Ha!  I have a cult following for videos, it seems! lol

I showed that to Will when he got home and he liked it. When we were trying to take a nap, I kept bursting out and laughing. Will asked what was so funny and I sang the little, "SALSA COOKIES! Windmill cookies! They give you..." That part? He started laughing at me again!


----------



## pinksalamander (Mar 26, 2009)

SALSA COOKIES! WINDMILL COOKIES!


----------



## kherrmann3 (Mar 26, 2009)

I am so going to show this to my mum when she comes over this afternoon.


----------



## naturestee (Mar 26, 2009)

Oh. My. God. That was awesome! Although now I'll think of it every time I hear the song!

salsa cookies! windmill cookies! the give you...


----------



## Hazel-Mom (Mar 26, 2009)

That was hilarious!!

I had tears rolling down my cheeks laughing so hard.

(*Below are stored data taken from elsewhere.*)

PR #819, opened 2025-04-17
qca-wifi-7: hostapd.sh: add missed functionality from ipq807x_v5.4

mkwacz:
The main reason was adding missed functionality for Radius configuration which caused rejecting WiFi clients on authentication level.

Still some changes not included:
* AFC,
* hs20_release,
* multiple_bssid,
* he_co_locate

Fixes: WIFI-14459

### DIFF
--- a/feeds/qca-wifi-7/hostapd/files/hostapd.sh
+++ b/feeds/qca-wifi-7/hostapd/files/hostapd.sh
@@ -126,12 +126,15 @@ hostapd_common_add_device_config() {
 	config_add_int maxassoc
 	config_add_int reg_power_type
 	config_add_boolean stationary_ap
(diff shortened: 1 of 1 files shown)


HenryHaller:
On 4.0.0 (7d31bebdb0caf031053dd3c948a3dc771a46924b) I've noticed these 2 issues that I think this PR may help us with:

- Pre-auth/mac auth wlan always puts client into "default vlan" ie the one configured in the interface. Either something has changed in how we should understand the interface configuration or this is an unexpected behavior.
- Post-auth/mPSK fails, see https://telecominfraproject.atlassian.net/browse/WIFI-14540

blogic:
merged, Thanks !

PR #820, opened 2025-04-18
WIFI-14536: Update Channel Utilization Calculation in RRM

tanyasingh-ec:
- avoid calculated Channel Utilization value to be 'infinity' from cycle_count_delta being '0'


blogic:
merged, Thanks !

PR #824, opened 2025-04-24
WIFI-14560: Update file names from /tmp dir in rrmd init script that need to be removed when rrmd (re)starts

tanyasingh-ec:
There was typo in the file names that had to be removed


blogic:
merged, Thanks !

PR #828, opened 2025-04-28
WIFI-14564: Multiple ssids sometime didn't display dhcp option 82 rules

Kumiko18:
Added check when parsing ssid info retrieved from iwinfo. 
Program will exit if expected interface count and iwinfo entry count mismatch.


blogic:
merged, Thanks !

PR #829, opened 2025-04-29
WIFI-14567-WF189-10G-PHY-code-optimization

Kenshi0000:
1. feeds/qca-wifi-7/ipq53xx/dts/ipq5332-cig-wf189.dts --- add "limit_rtlphy_10g_ablity"  in DTS  , no side effect on other product.
2. feeds/qca-wifi-7/ipq53xx/files-6.1/drivers/net/phy/rtk/rtk_phy.c  --  disable 10G capability if DTS defined limit_rtlphy_10g_ablity , no side effect on other product.
3. feeds/qca-wifi-7/qca-ssdk-qca/patches/0006-qca-ssdk-Fix-10G-rtl-phy-driver-for-c45-mdio-read-wr.patch ---  revert the last 0006-qca-ssdk-Fix-10G-rtl-phy-driver-for-c45-mdio-read-wr.patch and based on 0005 patch, only touch rtl826xb_phy.c for CIG 189 only. -- no side effect on other product.


blogic:
merged, Thanks !

PR #834, opened 2025-05-13
WIFI-14582-WF189-Save-crash-log-into-pstore

Kenshi0000:
Reserver ramoops memory for saving crash log, it will be uploaded to cloud


blogic:
@Kenshi0000 could you instead patch the ipq5332-memory.dtsi, that will enable pstore on all devices and not just the wf-189

Kenshi0000:
John,
Since the start system RAM in different product maybe different, so I only put it on 189 dts.
reg = <0x0 0x49c00000 0x0 0x50000>;

blogic:
merged, Thanks !

PR #836, opened 2025-05-14
WIFI-14509-CIG-WiFi7-WF-672A-bring-up

Kenshi0000:
1. bring up wf672A board (SFP 10G, POE 2.5G, 2 bands or 3 bands RF)
2. add drivers rtl8221d for realtek 8221d 2.5G phy (support POE)
3. add drivers lsm303agr ,tmp103 ilps22qs for 3D , temperature  and pressure sensor
4. add cig-wifi-mode-sw for switching radio to 2 bands(2.4G + 4x4 5G) or 3 bands(2.4G +2x2 5G + 2x2 6G)


Kenshi0000:
John,
Just for talking risk.
1. It's  a module which need to be built-in in build profile, so no impact on other vendor if kmod-cig-wifi-mode-sw is not defined in .yml
2. This module will search specific partition named RF_SWITCH, so it will not touch other partition.
3. We ever use the dd to do read and write, but to use /proc file to read is more general.

blogic:
merged, Thanks !

PR #7452, opened 2023-11-02
aarch64: Add support for `tbz` and `tbnz`

alexcrichton:
I noticed these instructions when glancing at some disassembly for other code and also noticed that Cranelift didn't have support for them. This adds a few new lowerings for conditional branches in the aarch64 backend which are for testing a bit and branching if it's zero or not zero.

### DIFF
--- a/cranelift/codegen/src/isa/aarch64/inst.isle
+++ b/cranelift/codegen/src/isa/aarch64/inst.isle
@@ -835,8 +835,8 @@
 
        ;; A conditional branch which tests the `bit` of `rn` and branches
        ;; depending on `kind`.
-       (TestBranch
-        (kind TestBranchKind)
+       (TestBitAndBranch
+        (kind TestBitAndBranchKind)
         (taken BranchTarget)
         (not_taken BranchTarget)
         (rn Reg)
@@ -1212,7 +1212,7 @@
       (enum Size32
             Size64))
 
-(type TestBranchKind (enum (Z) (NZ)))
+(type TestBitAndBranchKind (enum (Z) (NZ)))
 
 ;; Helper for calculating the `OperandSize` corresponding to a type
 (decl operand_size (Type) OperandSize)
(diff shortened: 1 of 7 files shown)


cranelift/codegen/src/isa/aarch64/inst.isle
```diff
@@ -833,6 +833,15 @@
         (not_taken BranchTarget)
         (kind CondBrKind))
 
+       ;; A conditional branch which tests the `bit` of `rn` and branches
+       ;; depending on `kind`.
+       (TestBranch
```
fitzgen, line 838: Maybe name this `TestBitAndBranch`? Because `cbz` is already "test (compare) and branch" and the unique thing about `tbz` is that it is testing a bit.

cranelift/codegen/src/isa/aarch64/inst.isle
```diff
@@ -4079,6 +4090,21 @@
       (ConsumesFlags.ConsumesFlagsSideEffect
        (MInst.CondBr taken not_taken kind)))
 
+;; Helper for emitting `MInst.Tbnz` instructions.
```
fitzgen, line 4093:
```suggestion
;; Helper for emitting `MInst.TestBitAndBranch` instructions.
```

cranelift/codegen/src/isa/aarch64/inst/args.rs
```diff
@@ -764,3 +769,15 @@ impl APIKey {
         0xd503201f | (crm << 8) | (op2 << 5)
     }
 }
+
+pub use crate::isa::aarch64::lower::isle::generated_code::TestBranchKind;
+
+impl TestBranchKind {
+    /// Inverts this branch condition.
+    pub fn invert(&self) -> TestBranchKind {
```
fitzgen, line 777: Can we call this `complement`? That's what we call the `IntCC` version after a bunch of bike shedding names.

cranelift/codegen/src/isa/aarch64/inst/emit.rs
```diff
@@ -172,6 +172,22 @@ fn enc_conditional_br(
     }
 }
 
+fn enc_test_branch(kind: TestBranchKind, taken: BranchTarget, reg: Reg, bit: u8) -> u32 {
```
fitzgen, line 175: Similar regarding naming

fitzgen: And can you add a test to `emit_tests.rs` for this new instruction format?

fitzgen (approved):
r=me with comments addressed

cranelift/codegen/src/isa/aarch64/inst/emit.rs
alexcrichton: Would you be ok omitting that? I personally find the `emit_tests.rs` files onerous and unwieldy to update when the golden tests serve basically the same purpose and are much easier to work with.

fitzgen: Sure

PR #7456, opened 2023-11-02
Cranelift: Break op cost ties with expression depth in egraphs

fitzgen:
This means that, when the opcode cost is the same, we prefer shallow and wide
expressions to narrow and deep. For example, `(a + b) + (c + d)` is preferred to
`((a + b) + c) + d`. This is beneficial because it exposes more
instruction-level parallelism and shortens live ranges.

Follow up PRs will add rules that take advantage of this.

Depends on https://github.com/bytecodealliance/wasmtime/pull/7465

### DIFF
--- a/cranelift/codegen/src/egraph/cost.rs
+++ b/cranelift/codegen/src/egraph/cost.rs
@@ -74,7 +74,7 @@ impl Cost {
     const DEPTH_BITS: u8 = 8;
     const DEPTH_MASK: u32 = (1 << Self::DEPTH_BITS) - 1;
     const OP_COST_MASK: u32 = !Self::DEPTH_MASK;
-    const MAX_OP_COST: u32 = Self::OP_COST_MASK >> Self::DEPTH_BITS;
+    const MAX_OP_COST: u32 = (Self::OP_COST_MASK >> Self::DEPTH_BITS) - 1;
 
     pub(crate) fn infinity() -> Cost {
         // 2^32 - 1 is, uh, pretty close to infinite... (we use `Cost`
@@ -86,13 +86,14 @@ impl Cost {
         Cost(0)
     }
 
-    fn new(opcode_cost: u32, depth: u8) -> Cost {
-        debug_assert!(
-            opcode_cost <= Self::MAX_OP_COST,
-            "Cost::new: given opcode cost of {opcode_cost} is larger than max of {}",
-            Self::MAX_OP_COST,
-        );
-        Cost((opcode_cost << Self::DEPTH_BITS) | u32::from(depth))
+    /// Construct a new finite cost from the given parts.
+    ///
+    /// The opcode cost is clamped to the maximum value representable.
+    fn new_finite(opcode_cost: u32, depth: u8) -> Cost {
+        let opcode_cost = std::cmp::min(opcode_cost, Self::MAX_OP_COST);
+        let cost = Cost((opcode_cost << Self::DEPTH_BITS) | u32::from(depth));
+        debug_assert_ne!(cost, Cost::infinity());
+        cost
     }
 
     fn depth(&self) -> u8 {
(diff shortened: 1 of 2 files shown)


cranelift/codegen/src/egraph/cost.rs
```diff
@@ -30,24 +30,86 @@ use crate::ir::Opcode;
 /// `finite()` method.) An infinite cost is used to represent a value
 /// that cannot be computed, or otherwise serve as a sentinel when
 /// performing search for the lowest-cost representation of a value.
-#[derive(Clone, Copy, Debug, PartialEq, Eq, PartialOrd, Ord)]
-pub(crate) struct Cost(u32);
+#[derive(Clone, Copy, Debug, PartialEq, Eq)]
+pub(crate) struct Cost {
+    opcode_cost: u32,
+    depth: u32,
+}
```
cfallin, line 37: Drive-by comment here (sorry!): it might be nice to pack this into a single `u32`; CLIF data structures in general are pretty sensitive to size in memory, or at least that's been my experience. Maybe 8 bits for depth and 24 for cost (since cost has a bit more range with deep trees, potential loop nest multipliers at some point, etc)?

cfallin (approved):
LGTM to this as well, thanks! Will wait for #7465 to merge and this to rebase on `main` then we can merge.

cranelift/codegen/src/egraph/cost.rs
```diff
@@ -43,12 +86,49 @@ impl Cost {
...
+    }
+}
+
+impl std::iter::Sum<Cost> for Cost {
+    fn sum<I: Iterator<Item = Cost>>(iter: I) -> Self {
+        let mut c = Self::zero();
+        for x in iter {
+            c = c + x;
+        }
+        c
```
a1phyr, line 130:
```suggestion
        iter.fold(Self::zero(), |c, x| c + x)
```

cranelift/codegen/src/egraph/cost.rs
```diff
@@ -43,12 +86,49 @@ impl Cost {
         Cost(0)
     }
 
+    fn new(opcode_cost: u32, depth: u8) -> Cost {
+        debug_assert!(
+            opcode_cost <= Self::MAX_OP_COST,
```
elliottt, line 91: Should this be strictly less-than? If the value is equal to `MAX_OP_COST`, and `depth` is `255`, we'll allow constructing the special `infinity` value.

cranelift/codegen/src/egraph/cost.rs
```diff
@@ -43,12 +86,49 @@ impl Cost {
...
+        Cost((opcode_cost << Self::DEPTH_BITS) | u32::from(depth))
+    }
+
+    fn depth(&self) -> u8 {
+        let depth = self.0 & Self::DEPTH_MASK;
+        u8::try_from(depth).unwrap()
+    }
+
+    fn op_cost(&self) -> u32 {
+        (self.0 & Self::OP_COST_MASK) >> Self::DEPTH_BITS
```
elliottt, line 104: We could skip the mask here, as we're shifting off all the bits that get zeroed by the mask.
```suggestion
        self.0 >> Self::DEPTH_BITS
```

cranelift/codegen/src/egraph/cost.rs
```diff
@@ -43,12 +86,49 @@ impl Cost {
...
         Cost(std::cmp::min(u32::MAX - 1, self.0))
     }
+
+    /// Compute the cost of the operation and its given operands.
+    ///
+    /// Caller is responsible for checking that the opcode came from an instruction
+    /// that satisfies `inst_predicates::is_pure_for_egraph()`.
+    pub(crate) fn of_pure_op(op: Opcode, operand_costs: impl IntoIterator<Item = Self>) -> Self {
+        let c = pure_op_cost(op) + operand_costs.into_iter().sum();
+        Cost::new(c.op_cost(), c.depth().saturating_add(1)).finite()
```
elliottt, line 120: Should we only add `1` to depth when the `operand_costs` was non-empty?

elliottt (approved):
:tada:

cranelift/codegen/src/egraph/cost.rs
fitzgen: Oh we could probably have an ISLE rewrite for this too!

```
(ishl (band a k1) k2) ==> (ishl k2) when shift_mask(k1) == k2 - 1
```

cc @afonso360: maybe I can nerd snipe you :)

cranelift/codegen/src/egraph/cost.rs
fitzgen: I think it is fine to have `depth == 1` for ops without operands, and only adding `1` when we have non-empty operands requires avoiding `sum()` and makes the method look less elegant so I'm not gonna do it.

cranelift/codegen/src/egraph/cost.rs
fitzgen: Reworked things a bit to make constructing infinity by accident impossible.

PR #7457, opened 2023-11-02
Add #[inline] to some trivial methods

alexcrichton:
I was seeing these show up in profiles and while inlining them didn't help it helped reduce the noise a bit.


pchickey (approved):

bjorn3:
Recent rustc nightlies can do cross-crate inlining without explicit `#[inline]`.

alexcrichton:
Oh nice! It'll be convenient to not have to `#[inline]` methods like this in the future

PR #7459, opened 2023-11-02
Enable copy-on-write memories for components

alexcrichton:
This commit fixes a mistake in component compilation where copy-on-write and lazy initialization of function tables was accidentally not performed. I believe this is an accidental regression from a previous refactor, and this commit now ensures that the shared infrastructure between components and core modules accounts for copy-on-write and lazy table initialization.


fitzgen (approved):
Any way we can write a regression test here?

alexcrichton:
Sure!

Just had to share this with my oldest daughter, her choir sang this a few years back.

:laugh: :roflmao: :laugh:


----------



## kherrmann3 (Mar 26, 2009)

If I had to sing that in a choir now, I would totally sing the "misheard lyrics". At least in choice parts!


----------



## naturestee (Mar 26, 2009)

My dad sang that in a college choir. I think he has a recording somewhere. I really need to email the link to him! He might not think too much but my mom will get a kick out of it.

Ooohhhh, four tuna!


----------



## RexyRex (Mar 27, 2009)

:roflmao:

That was awesome!! I needed that this morning.



BEWARE OF THE COOKIES


----------



## kherrmann3 (Mar 27, 2009)

*RexyRex wrote: *


> BEWARE OF THE COOKIES


h34r2 ... I have Windmill cookies lurking in my cupboard! I am almost afraid to go in there now!


----------



## Sabine (Mar 27, 2009)

O Fortuna will never be the same!


----------



## mouse_chalk (Mar 27, 2009)

:roflmao:

ROFL!

I love this one too:

[ame]http://www.youtube.com/watch?v=MKxxsTliGR4&feature=related[/ame]

A jigglypuff! Weeee!


----------



## kherrmann3 (Mar 27, 2009)

Jigglypuff! Woohoo!  That one was delightfully silly!


----------



## RexyRex (Mar 27, 2009)

*kherrmann3 wrote: *


> *RexyRex wrote: *
> 
> 
> > BEWARE OF THE COOKIES
> ...



You might...you know...want to get checked out

I thought this one was funny too:

[ame=http://www.youtube.com/watch?v=LucfKdukf10]http://www.youtube.com/watch?v=LucfKdukf10[/ame]


----------



## kherrmann3 (Mar 27, 2009)

*giggles* I like the "butt face" part of that one.


----------